Por um lado, no Artigo 37º nº1 vem previsto:
Todos têm o direito de exprimir e divulgar livremente o seu pensamento pela palavra, pela imagem ou por qualquer outro meio, bem como o direito de informar, de se informar e de ser informados, sem impedimentos nem discriminações.

Por outro lado, no Artigo 1º do Código Deontológico dos Jornalistas se postula:
O jornalista deve relatar os factos com rigor e exactidão e interpretá-los com honestidade. Os factos devem ser comprovados, ouvindo as partes com interesses atendíveis no caso. A distinção entre notícia e opinião deve ficar bem clara aos olhos do público.

Questionemo-nos sobre a aceitabilidade de um noticiário em que o jornalista que transmite as notícias ao telespectador as faz de modo ostensivamente tendencioso? Peguemos num exemplo. A jornalista M noticia que o Governo do Primeiro-Ministro J pretende aumentar os impostos neste país P. Ao fazê-lo, a jornalista tece um comentário como “Estes políticos continuam a ir ao nosso bolso sempre que podem”.

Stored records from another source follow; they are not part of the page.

PR #475, opened 2025-03-28
update the golangci-lint version in the verify-dependencies GH action

metlos:
update the golangci-lint version in the verify-dependencies GH action to be in line with the version in linters.yaml


mfrancisc (approved):
Thank you!

MatousJobanek (approved):

PR #479, opened 2025-04-25
Add SSA migration and exclusive ownership capabilities to the SSA client

metlos:
The migration from CSA (client-side-apply) to SSA is in the end needed (we first thought we could do without it), because the "dangling" update entries in the managed fields could prevent the automatic field removal in some future update (that could happen many operator versions later, as long as the object still survives from the times where our operators didn't use SSA for creating/updating objects in the cluster).

Additionally, this PR introduces the ability to ensure the exclusive ownership of all the fields present on the object template. This is only required for objects that the end users have write-access to. Having write-access to the object enables the user to fiddle with the managed fields, too, using which they could "prepare" the managed fields to a state such that any patches using the normal SSA could leave behind fields that should no longer be there. This is off by default, because it is not needed for objects that should only be writable to operators (either ours or other) which are implicitly trusted.

### DIFF
--- a/pkg/client/ssa_client.go
+++ b/pkg/client/ssa_client.go
@@ -4,9 +4,14 @@ import (
 	"context"
 	"fmt"
 	"reflect"
+	"strings"
 
+	apierrors "k8s.io/apimachinery/pkg/api/errors"
 	"k8s.io/apimachinery/pkg/runtime"
 	"k8s.io/apimachinery/pkg/runtime/schema"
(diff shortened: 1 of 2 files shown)


metlos:
I'm closing this and will open 2 separate PRs for migration and exclusive ownership.

metlos:
https://github.com/codeready-toolchain/toolchain-common/pull/480 is just the SSA migration. I will reopen the PR for the exclusive ownership if and when we decide to use it.

PR #480, opened 2025-04-28
Add migration support to the SSA client

metlos:
The migration from CSA (client-side-apply) to SSA is in the end needed (we first thought we could do without it), because the "dangling" update entries in the managed fields could prevent the automatic field removal in some future update (that could happen many operator versions later, as long as the object still survives from the times where our operators didn't use SSA for creating/updating objects in the cluster).

### DIFF
--- a/pkg/client/ssa_client.go
+++ b/pkg/client/ssa_client.go
@@ -4,9 +4,14 @@ import (
 	"context"
 	"fmt"
 	"reflect"
+	"strings"
 
+	apierrors "k8s.io/apimachinery/pkg/api/errors"
 	"k8s.io/apimachinery/pkg/runtime"
 	"k8s.io/apimachinery/pkg/runtime/schema"
+	"k8s.io/apimachinery/pkg/util/sets"
+	"k8s.io/client-go/rest"
+	"k8s.io/client-go/util/csaupgrade"
 	"sigs.k8s.io/controller-runtime/pkg/client"
 	"sigs.k8s.io/controller-runtime/pkg/client/apiutil"
 	"sigs.k8s.io/controller-runtime/pkg/controller/controllerutil"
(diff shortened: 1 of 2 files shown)


pkg/client/ssa_client.go
```diff
@@ -24,21 +29,59 @@ type SSAApplyClient struct {
...
+	MigrateSSAByDefault bool
+
+	// NonSSAFieldOwner should be set to the same value as the user agent used by the provided Kubernetes client
+	// or to the value of the explicit field owner that the calling code used to use with the normal CRUD operations
+	// (highly unlikely and not the case in our codebase).
+	//
+	// The user agent can be obtained from the REST config from which the client is constructed.
+	//
+	// The user agent in the REST config is usually empty, so there's no need to set it here either in that case.
+	NonSSAFieldOwner string
```
MatousJobanek, line 57: in your code in the previous PR, you originally had a code that was able to construct the owner name we should migrate from - couldn't we use that?
https://github.com/metlos/toolchain-common/blob/6ff87dfbb853a19475dff63b22a0e5a2f51300d9/pkg/client/ssa_client.go#L50-L62

pkg/client/ssa_client.go
```diff
@@ -111,6 +173,32 @@ func (c *SSAApplyClient) ApplyObject(ctx context.Context, obj client.Object, opt
...
+	}
+
+	if orig != nil {
+		oldFieldOwner := c.NonSSAFieldOwner
+		if len(oldFieldOwner) == 0 {
+			// this is how the kubernetes api server determines the default owner from the user agent
+			// The default user agent has the form of "name-of-binary/version information etc.".
+			// The owner is the first part of the UA unless explicitly specified in the request URI.
+			oldFieldOwner = strings.Split(rest.DefaultKubernetesUserAgent(), "/")[0]
+		}
```
MatousJobanek, line 192: related to my previous comment, do you think that we would need to se the owner name explicitly? Couldn't we rely on the default behavior only?

MatousJobanek (approved):
Nice :+1:

pkg/client/ssa_client.go
metlos: I wanted to have this option available though in case I missed something and we for example set the user agent of the kubernetes client to an explicit value somewhere in the code.

In that case, we'd need to set this to an explicit value, too.

pkg/client/ssa_client.go
metlos: We could, but the default behavior makes assumptions that I was not 100% sure we satisfy everywhere in the codebase, so I wanted to have an explicit option available for the case we find a place where the defaults would not be applicable.

The default behavior assumes that:
1. There is no user agent set explicitly in the config of any the kubernetes client.
2. We don't explicitly set the field owner with any of the existing CRUD operations.

MatousJobanek: >There is no user agent set explicitly in the config of any kubernetes client.
>We don't explicitly set the field owner with any of the existing CRUD operations with the kubernetes clients.

I'm not aware of any place that would change any of these explicitly, so everything should comply. 

Anyway, thanks for the explanation. It's fine to keep it there if not required to be set explicitly by default (only as a backup solution for some corner-cases).

PR #485, opened 2025-06-12
introduce a simple abstraction for easier handling of finalizers

metlos:
This can be used for simplification of the finalizer handling in the controllers.


metlos:
We will no go ahead with this. It's not bringing enough benefit and doesn't fit all the usecases.

PR #232, opened 2016-10-13
[CARBONDATA-310]Fixed compilation failure when using spark 1.6.2

foryou2030:
# Why raise this pr?
Compilation failed when using spark 1.6.2, because class not found: AggregateExpression
# How to solve?
Once Removing the import "import org.apache.spark.sql.catalyst.expressions.aggregate._" will cause compilation failure when using Spark 1.6.2, in which AggregateExpression is moved to subpackage "aggregate". So neeed changing it back.

Thanks for you remind, @harperjiang


foryou2030:
CI passed
http://136.243.101.176:8080/job/ApacheCarbonManualPRBuilder/420/

PR #234, opened 2016-10-13
[CARBONDATA-315] Data loading fails if parsing a double value returns infinity

manishgupta88:
Problem: Data loading fails if parsing a double value returns infinity

Analysis: During data load, if a value specified is too big for a double DataType column then while parsing that value as double result is returned as "Infinity". Due to this while we calculate min and max value for measures in carbon data writer step it throws an exception.

Fix: If result is Infinity or NAN for double value parsing then make the value as null and add it to bad records.

Impact area: Data load which contains non parseable values for a datatype.


manishgupta88:
CI Passed: http://136.243.101.176:8080/job/ApacheCarbonManualPRBuilder/421/

processing/src/main/java/org/apache/carbondata/processing/surrogatekeysgenerator/csvbased/CarbonCSVBasedSeqGenStep.java
```diff
@@ -994,29 +994,31 @@ private String getCarbonLocalBaseStoreLocation() {
...
-                    null :
-                    DataTypeUtil
-                        .getMeasureValueBasedOnDataType(msr, msrDataType[meta.msrMapping[msrCount]],
-                            meta.carbonMeasures[meta.msrMapping[msrCount]]);
-          } catch (NumberFormatException e) {
-            try {
-              msr = msr.replaceAll(",", "");
-              out[memberMapping[dimLen + index] - meta.complexTypes.size()] = DataTypeUtil
+            if (!isNull && null != msr && msr.length() > 0) {
+              Object measureValueBasedOnDataType = DataTypeUtil
```
jackylk: put `DataTypeUtil` in next line

jackylk:
LGTM
CI passed: http://136.243.101.176:8080/job/ApacheCarbonManualPRBuilder/432/

PR #236, opened 2016-10-13
[CARBONDATA-299] Add dictionary interface for new data load flow

jackylk:
In this PR, following is added:
- a BiDictionary interface which can retrieve key by value, or retrieve value by key.
- DictionaryGenerator interface that generates dictionary key from value
- an implementation (InMemBiDictionary) that uses BiMap from Google Guava library as backend data structure. This implementation also supports pre-created dictionary.

Testcase is added for InMemBiDictionary


core/src/main/java/org/apache/carbondata/core/devapi/BiDictionary.java
```diff
@@ -0,0 +1,53 @@
...
+ * software distributed under the License is distributed on an
+ * "AS IS" BASIS, WITHOUT WARRANTIES OR CONDITIONS OF ANY
+ * KIND, either express or implied.  See the License for the
+ * specific language governing permissions and limitations
+ * under the License.
+ */
+
+package org.apache.carbondata.core.devapi;
+
+public interface BiDictionary<K, V> {
```
ravipesala: what is the meaning of `Bi`, not understandable

processing/src/main/java/org/apache/carbondata/processing/newflow/dictionary/InMemBiDictionary.java
```diff
@@ -0,0 +1,85 @@
...
+
+import java.util.Map;
+
+import org.apache.carbondata.core.devapi.DictionaryGenerator;
+import org.apache.carbondata.core.devapi.GeneratingBiDictionary;
+
+import com.google.common.collect.BiMap;
+import com.google.common.collect.HashBiMap;
+
+public class InMemBiDictionary<K, V> extends GeneratingBiDictionary<K, V> {
```
ravipesala: we can add DictionaryCache based implementation. we may not require this implementation now. We can add when we need it.

core/src/main/java/org/apache/carbondata/core/devapi/BiDictionary.java
jackylk: It mean Bidirectional, I borrow the term from Guava library.
see [BiMap](https://github.com/google/guava/wiki/NewCollectionTypesExplained#bimap)

ravipesala:
@jackylk size() or maxDictionaryValue() is required in dictionary interface to compose mdkey

jackylk:
@ravipesala ok, will add it

core/src/main/java/org/apache/carbondata/core/devapi/GeneratingBiDictionary.java
```diff
@@ -0,0 +1,49 @@
...
+  private DictionaryGenerator<K, V> generator;
+
+  public GeneratingBiDictionary(DictionaryGenerator<K, V> generator) {
+    this.generator = generator;
+  }
+
+  @Override
+  public K getOrGenerateKey(V value) throws Exception {
+    if (getKey(value) != null) {
+      return getKey(value);
```
ravipesala: `getKey` called twice. Please assign to local variable.

ravipesala:
LGTM except one minor comment.

jackylk:
fixed comment
rebased
squashed commits

ravipesala:
LGTM

PR #237, opened 2016-10-13
[CARBONDATA-317] - CSV having only space char is throwing NullPointer…

mohammadshahidkhan:
Problem: Data loading fails if csv is having only empty chars

Analysis: During data load, in global dictionary generation step while reading the first line for the headers 
its getting null value from the LineCsvReader.

Solution : Added null check over first row and throwing exception asking to provide valid csv.
"Please check your input path and make sure csv file contains valid header."
Impact area: Data load with csv having only space char in first line.


integration/spark/src/main/scala/org/apache/carbondata/spark/csv/CarbonCsvRelation.scala
```diff
@@ -148,6 +150,10 @@ case class CarbonCsvRelation protected[spark] (
           .withSkipHeaderRecord(false)
         CSVParser.parse(firstLine, csvFormat).getRecords.get(0).asScala.toArray
       }
+      if(null == firstRow) {
+        throw new DataLoadingException("Please check your input path and make sure " +
```
kumarvishal09: May be csv file does not have header and user is passing the header from load command in that case is this a valid message??

gvramana: "Give a message First line cannot be empty",  irrespective of header present or not.

gvramana:
LGTM

mohammadshahidkhan:
PR builder passed
http://136.243.101.176:8080/job/ApacheCarbonManualPRBuilder/456/

gvramana:
LGTM

PR #241, opened 2016-10-15
[CARBONDATA-319] Bad Records logging for column data type is not proper

sujith71955:
**Problem:**
Bad Records logging for column data type is not proper in case of long, carbon system while creating the table metadata uses BIGINT instead of LONG , internally it converts the bigint to long type and processes , while processing the data if any long type data is having issue it will be logged into the bad record with data type Long which is not proper since as per the metadata the datatype of column is BIGINT.
**Solution :**
Pass name for each data type ENUM constant in constructor, while logging the bad record get the column data type name value from the data type ENUM constant, for LONG the name will be BIGINT.

### DIFF
--- a/processing/src/main/java/org/apache/carbondata/processing/surrogatekeysgenerator/csvbased/CarbonCSVBasedSeqGenStep.java
+++ b/processing/src/main/java/org/apache/carbondata/processing/surrogatekeysgenerator/csvbased/CarbonCSVBasedSeqGenStep.java
@@ -1237,6 +1237,7 @@ public class CarbonCSVBasedSeqGenStep extends BaseStep {
 
   private void addEntryToBadRecords(Object[] r, int j, String columnName,
       String dataType) {
+    dataType= DataTypeUtil.getColumnDataTypeDisplayName(dataType);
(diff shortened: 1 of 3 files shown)


sujith71955:
please find the pr builder result.
http://136.243.101.176:8080/job/ApacheCarbonManualPRBuilder/443/

processing/src/main/java/org/apache/carbondata/processing/surrogatekeysgenerator/csvbased/CarbonCSVBasedSeqGenStep.java
```diff
@@ -1237,6 +1237,9 @@ else if(isComplexTypeColumn[j]) {
 
   private void addEntryToBadRecords(Object[] r, int j, String columnName,
       String dataType) {
+    if (DataType.LONG.toString().equals(dataType)) {
```
gvramana: This check is not required.

sujith71955:
Comments handled, Please find the PR Build status.
http://136.243.101.176:8080/job/ApacheCarbonManualPRBuilder/450/

gvramana:
LGTM

PR #242, opened 2016-10-16
[CARBONDATA-318] Implement in memory sort for data load

jackylk:
Changed as following:
1. Change SortDataRows.java to keep rows and sort in memory if memory is sufficient, otherwise spill to disk.
2. Change SortKeyStep and MdkeyGenStep to support both in memory sort and merge sort.

To choose between these two approaches, user can set SORT_SIZE in carbon property, like set it to 3 million rows:

```
  // Number of rows to keep in memory when loading data, if number of input row exceeds this value,
  // carbon will use merge sort instead of in memory sort
CarobonPropery.getInstance().addProperty(CarbonCommonConstants.SORT_SIZE, "3000000")
```


kumarvishal09:
@jackylk I have one doubt at a time number of records to sort is very less suppose 1 million and in that case we can sort data in memory , but what about scenario like when multiple table is getting loaded at the same time in that case memory consumption will be two high if all the tables are keeping all the data  in memory  and java Arrays sorting is out-of-place sorting so at a time for suppose 1 millions records per table then 10 tables data will be 10 million and as out-of-sorting will make it 20 million so in that case it may go out of memory or it may cause to much gc

jackylk:
Yes, so actually I was thinking a online sorting algorithm is better for our scenario, like TreeMap. And we can allocate the buffer offheap to reduce GC. 
But these technique reqires more effort. So other PR is needed in the future.

kumarvishal09:
Better to have One interface for sorting based on the memory we can store the data in file or in memory , move the merge sort part from mdkey and add  in sort step once all the data is processed we can passed row by row to mdkey and mdkey will generate the mdkey and passed it to writer

kumarvishal09:
we can do the same way how spark does unsafe sorting but I am not clear about some part in it , while sorting we need to move and swap rows in that case row will be copied from non-heap space to heap space??

jackylk:
@kumarvishal09 I agree with your points. 
1. Let's move all sort logic into a SortStep including the merge part then pass the row to MDKeyGenStep
2. We can do the similar way as Spark. In spark, there are [`ExternalSorter`](https://github.com/apache/spark/blob/master/core/src/main/scala/org/apache/spark/util/collection/ExternalSorter.scala) and [`UnsafeInMemorySorter`](https://github.com/apache/spark/blob/master/core/src/main/java/org/apache/spark/util/collection/unsafe/sort/UnsafeInMemorySorter.java) for safe and unsafe version. `ExternalSorter` internally uses [`TimSort`](https://github.com/apache/spark/blob/master/core/src/main/java/org/apache/spark/util/collection/TimSort.java), you  can see descrption of `sort` function about the space usage:
```
In the worst case, this sort requires
 temporary storage space for n/2 object references; in the best case,
  it requires only a small constant amount of space.
```

And for `UnsafeInMemorySorter`, it is sorting using a key prefix to approve CPU cache efficiency:
```
/**
 * Sorts records using an AlphaSort-style key-prefix sort. This sort stores pointers to records
 * alongside a user-defined prefix of the record's sorting key. When the underlying sort algorithm
 * compares records, it will first compare the stored key prefixes; if the prefixes are not equal,
 * then we do not need to traverse the record pointers to compare the actual records. Avoiding these
 * random memory accesses improves cache hit rates.
 */
```

jackylk:
This will be done in another PR
closing it

PR #243, opened 2016-10-16
[CARBONDATA-323] load data not support local

scwf:
Seems we do not support `load data local`, so fix it.

### DIFF
--- a/integration/spark/src/main/scala/org/apache/spark/sql/CarbonSqlParser.scala
+++ b/integration/spark/src/main/scala/org/apache/spark/sql/CarbonSqlParser.scala
@@ -922,7 +922,7 @@ class CarbonSqlParser()
   }
 
   protected lazy val loadDataNew: Parser[LogicalPlan] =
-    LOAD ~> DATA ~> opt(LOCAL) ~> INPATH ~> stringLit ~ opt(OVERWRITE) ~
+    LOAD ~> DATA ~> INPATH ~> stringLit ~ opt(OVERWRITE) ~
       (INTO ~> TABLE ~> (ident <~ ".").? ~ ident) ~
       (OPTIONS ~> "(" ~> repsep(loadOptions, ",") <~ ")").? <~ opt(";") ^^ {
         case filePath ~ isOverwrite ~ table ~ partionDataOptions =>


kumarvishal09:
Can u tell me the load query.

scwf:
@kumarvishal09 in the parser   `opt(LOCAL) ~>`  this option never used.

Vimal-Das:
@scwf Can you add test case as well for the LOCAL scenario.

scwf:
@Vimal-Das  from the sytax carbon could not support local, it is necessary to add a test for this?

jackylk:
Yes, local is not supported. But your modification may intoduce incompatibility, can you modify it as parsing failure (unsupported feature) in case of local?

scwf:
It will parsing failure with this modification.

jackylk:
Thanks, and please fire a Jira issue and add it to the PR title

scwf:
And i do not think this is related to compatibility, actually now the `load data local` is wrong in syntax since the load action is not done from local data. If users have used the syntax, they just used a wrong syntax that not run as they expected, we should fix this.

jackylk:
Agree. Please fire a Jira issue. Thanks for fixing it.

scwf:
ok, later file a jira for this issue:)

scwf:
@jackylk carbon did not have a jenkens for CI

jackylk:
@scwf please refer to other PR how they do it.
Apache CI is not ready for Carbon yet, meanwhile we have setup a CI enviornment in India as a temporary solution, please use this [CI] (http://136.243.101.176:8080/job/ApacheCarbonManualPRBuilder/)

modify your PR number and paste the result in your PR

chenliang613:
@scwf Thanks for your PR
please find the CI result : http://136.243.101.176:8080/job/ApacheCarbonManualPRBuilder/470/
There are two errors.

Zhangshunyu:
There are 2 test cases in TestLoadDataWithFileHeaderException file，who used the ddl including “local”，pls also delete the local in them，so that the test case can pass.

ravipesala:

scwf:
i will close this, and in spark2 integration we do not support load local for carbon, in spark1 i think there is no problem

PR #245, opened 2016-10-17
[CARBONDATA-320] problem during drop of table when all datanodes are down.

ravikiran23:
Problem : 

when all the data nodes are down and user executes drop table. then drop table will some times fail to delete the files from hdfs. but it will remove the hive entry. 

Solution : 

Removed the unnecessary checks present in the drop table . so that the deletion of the files wont be skipped. 

changed the lock type of the drop to new lock type.


ravikiran23:
http://136.243.101.176:8080/job/ApacheCarbonManualPRBuilder/447/

vinodkc:
LGTM

gvramana:
LGTM

PR #246, opened 2016-10-17
[CARBONDATA-321] If user changes the blocklet size the queries will b…

sujith71955:
**Problem:**
If user changes the blocklet size (50) the queries will be failed.
Currently byte size calculation in number compressor is 
int array length * bit length=x
bytesize= x/8+x%8;
when cardinality is 50
then byte size will be 3
but to calculate the actual int array size of index reverse based on the reverse calculation it is coming 4
int arrayLength=(3*8)/6
**Solution:**
We need to round off bit length to nearest value which should be divisible by 8


kumarvishal09:
LGTM.Please add test case for multiple scenario like blocklte size 50, 10,100

sujith71955:
Added testcase, Please find the PR status
http://136.243.101.176:8080/job/ApacheCarbonManualPRBuilder/org.apache.carbondata$carbondata-spark/45

gvramana:
This fix will make previous store not readable, Does not support backward compatibility.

Que raio de ideia sobre a notícia terão as pessoas que aquilo assistem? Diria que um telespectador médio será facilmente influenciado por aquele entendimento, quando mais não seja pela possibilidade de também ele pensar daquele modo à partida, porque à partida ninguém gosta que lhe mexam nos impostos, a menos que seja para baixar. Reforço a ideia já escrita noutro texto, de que não estão em causa crónicas, artigos de opinião, ou outros “pareceres” jornalísticos. Estará antes em causa a possibilidade de aquilo a que classicamente se chama pivô comentar as notícias que eventualmente transmite em primeira mão. É, (como também já escrevi) sob aquele conteúdo e sob aquela forma que o telespectador tem o primeiro contacto com a notícia. Por isso é que classicamente nos noticiários se passa uma peça jornalística e só depois se pede um escólio a um qualquer comentador.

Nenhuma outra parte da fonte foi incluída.